Abstract
In this research, thin films of tin sulfide (SnS) and zinc sulfide (ZnS)
were prepared by spray pyrolysis technique on glass substrates at different
substrate temperatures and with different molar ratio of precursors in the
spray solution. Thin films heterojunction solar cell was also developed.
Mechanical move based homemade spray pyrolysis technique was used to
prepare the films on glass substrates. A thermal evaporation coating system
was also constructed to make an electrical Ohmic contact for the fabricated
solar cell.
The first part of the research was focused on the study of the
structural, compositional, morphological, surface analysis and optical
properties of the prepared films using appropriate techniques including
XRD, SEM, EDX and AFM. The structural parameters such as grain size
and dislocation density were estimated from X-ray diffraction (XRD)
pattern. The surface morphology of the films was examined using scanning
electron microscopy (SEM) and atomic force microscopy (AFM). The
average grain size and surface roughness were found to increase with
increasing of the substrate temperature. The elements present percentage in
the prepared films were known using the energy dispersive X-ray (EDX)
spectrum, which revealed that the deposited films are almost stiochiometric,
with (Sn/S) atomic percentage of (1.120) and (Zn/S) atomic percentage of
(1.167) for the optimized films.
Optical transmission and absorption spectra were recorded in the
wavelength range 200-1100 nm, and the data were used to calculate the
absorption coefficient and the optical energy band gap. The results of the
optical study indicated that the deposited ZnS films show a high optical
transmittance in the visible and near-infrared region, while SnS show a high
optical transmittance in the near-infrared region .

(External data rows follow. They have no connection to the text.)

Issue #633, opened 2024-05-23
Security Event notifications sent even when regisration is not accepted


SNSubramanya:
### OCPP Version

OCPP2.0.1

### Describe the bug

According to specs no messages must be sent to the CSMS unless the registration status is Accepted. But it looks like the security event notification is sent regardless of the registration status. 

### To Reproduce

- Boot up CS
- Send BootnotificationRequest to CSMS
- CS received BoorNotification Reposnse with status "Pending" or "Rejected"
- CS sends Security event notification

### Anything else?
This seems to be due to a missing requirement that hasn't been implemented yet (see B03.FR.03). So perhaps the right way to go about this is to modify the message handling in the queue so that no messages are sent while registration status isn't accepted.

PR #637, opened 2024-05-24
Message Queue Refactoring

Pietfried:
## Describe your changes

This PR picks up the issue that OCPP messages could theoretically be sent before the CSMS accepted a BootNotification.req. Only BootNotification.req itself or messages triggered during `Pending` shall be sent before the BootNotification.req was accepted. 

It can and should happen though that messages are queued by the charge point when the BootNotification.req was not yet Accepted. This could e.g. be when:
* ChargePoint is offline
* BootNotification.req was responded by CSMS with `Pending` or `Rejected`

During this time the consumer of libocpp can call functions to initate OCPP messages (`on_session_started` , `on_security_event`, `on_firmware_update_notiifcation`, ...). Especially transaction related messages shall not be discarded but queued and sent when the RegistrationStatus becomes `Accepted`.

Especially for OCPP2.0.1 there was no generic handling in place that avoids these messages from being queued during a `Pending`, `Rejected` state, so there was no generic prevention of sending these messages even when it is not allowed.

__________________________________________

This PR refactors the sending and processing of OCPP messages.

It introduces a `SendAttemptResult` enum that contains the resulting values of an attempt to send/queue a message. Messages shall either be:
* SEND_IMMEDIATELY - in case the RegistrationStatus is `Accepted` OR the MessageType is `BootNotification` OR the message is triggered by `TriggerMessage.req`
* SEND_AFTER_REGISTRATION_STATUS_ACCEPTED - in case RegistrationStatus is not `Accepted` AND the message is transaction-related
* DISCARD(ed) - in case RegistrationStatus is not `Accepted` AND the message is not transaction-related
 
Depending on this result messages that are queued are labled in case they should be `SEND_AFTER_REGISTRATION_STATUS_ACCEPTED`. In case the RegistrationStatus is not `Accepted` other messages like `BootNotification` or messages triggered by a `TriggerMessage.req` are allowed and enabled to jump the queue.

https://github.com/EVerest/libocpp/issues/633


include/ocpp/common/message_queue.hpp
```diff
@@ -342,44 +345,52 @@ template <typename M> class MessageQueue {
...
-                    auto& normal_message = this->normal_message_queue.front();
-                    EVLOG_debug << "normal msg timestamp: " << normal_message->timestamp;
-                    if (normal_message->timestamp <= now) {
-                        EVLOG_debug << "normal message timestamp <= now";
-                        message = normal_message;
-                        queue_type = QueueType::Normal;
-                    } else {
-                        EVLOG_error << "A normal message should not have a timestamp in the future: "
-                                    << normal_message->timestamp << " now: " << now;
+                for (auto normal_message_it = normal_message_queue.begin();
```
marcemmers, line 351: Seems like this searching for a message is kind of duplicated, once for normal and once for transactions. Could be a good candidate to move into a helper function I would say.

Also, first checking for transaction message and then checking the other queue would make sense. Now we always check the normal queue and then possibly overwrite using the transaction queue.

include/ocpp/common/message_queue.hpp
```diff
@@ -498,20 +509,20 @@ template <typename M> class MessageQueue {
     }
 
     /// \brief pushes a new \p call message onto the message queue
-    template <class T> void push(Call<T> call) {
+    template <class T> void push(Call<T> call, const bool stall_until_accepted = false) {
```
marcemmers, line 512: Maybe a bit of a nit but wouldn't true make more sense as the default argument since most messages need to be stalled?

include/ocpp/v201/charge_point.hpp
```diff
@@ -697,12 +705,38 @@ class ChargePoint : public ChargePointInterface, private ocpp::ChargingStationBa
     void handle_data_transfer_req(Call<DataTransferRequest> call);
 
     // general message handling
-    template <class T> bool send(ocpp::Call<T> call) {
-        this->message_queue->push(call);
-        return true;
+    template <class T> bool send(ocpp::Call<T> call, const bool initiated_by_trigger_message = false) {
```
marcemmers, line 708: Can we move the implementation to the cpp file? Only the charge_point needs to call these functions so we don't need to expose the implementation.

include/ocpp/v201/charge_point.hpp
```diff
@@ -697,12 +705,38 @@ class ChargePoint : public ChargePointInterface, private ocpp::ChargingStationBa
...
+
+        switch (send_message_attempt_result) {
+        case SendAttemptResult::SEND_IMMEDIATELY:
+            this->message_queue->push(call);
+            return true;
+        case SendAttemptResult::SEND_AFTER_REGISTRATION_STATUS_ACCEPTED:
+            this->message_queue->push(call, true);
+            return true;
+        case SendAttemptResult::DISCARD:
+        default:
```
a-w50, line 720: Again, no default here!

include/ocpp/v201/charge_point.hpp
a-w50: Yes, this should be possible as this function is only called from within the `charge_point.cpp`.  Having a wrapper class for ocpp::Call<T> which uses type erasure (like `std::variant`), most of the template usage could be removed here.

a-w50 (changes requested):

include/ocpp/v201/charge_point.hpp
marcemmers: I don't necessary mean that the whole template function needs to be removed. More that template implementation does not have to reside in the header file. You can perfectly create the template prototype here and then define the template implementation in the CPP file as long as all the methods that use it have the actual implementation before they use the templated call.

lib/ocpp/v16/charge_point_impl.cpp
```diff
@@ -301,20 +301,18 @@ void ChargePointImpl::boot_notification(bool initiated_by_trigger_message) {
 }
 
 void ChargePointImpl::clock_aligned_meter_values_sample() {
-    if (this->initialized) {
```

The study of the structural of the obtained SnS and ZnS films show
that they are strongly dependent on the substrate temperature and it is
observed that the best crystallinity of the films is obtained at the 375 oC
substrate temperature with a molar ratio of 1:2 of the precursors in spray
solution, and 375 oC found to be optimum temperature to prepare the best
ZnS and SnS thin films. The obtained results were discussed in view of
testing the suitability of SnS film as an absorber and ZnS film as a window
for the fabrication solar cell.
The second part of the research was focused on the performance of
heterojunction solar cell with the configuration, ITO/ZnS/SnS/In. The
optimized prepared SnS film was used as an absorber layer for solar cell and
ZnS film used as a window layer for solar cell. Different metallization
schemes were examined for films Ohmic contacts. The I-V characteristics
for indium metal have been found to be fairly linear in the wide range of
applied voltage which indicates good Ohmic contacts behavior. The TLM
treated indium metal contacts are useful for (ZnS, SnS) based devices since
it exhibited better and thermal stable properties as compared to other
examined metal structures for Ohmic contacts. The specific contact
resistance of the indium has also been measured by the TLM and obtained to
be of an order of magnitude lower than that of other metals. The illuminated
current-voltage characteristics were measured to evaluate our fabricated
solar cell device performance. The most important cell parameters, open
circuit voltage (Voc), short circuit current (Ish), maximum voltage (Vmax.),
maximum current (Imax.), fill factor (FF), and the cell efficiency (η) were
determined and compared with the recently reported theoretical analysis
values. The calculated value of the fill factor was found to be (47.8%) and
the efficiency of the cell was found to be (0.71%).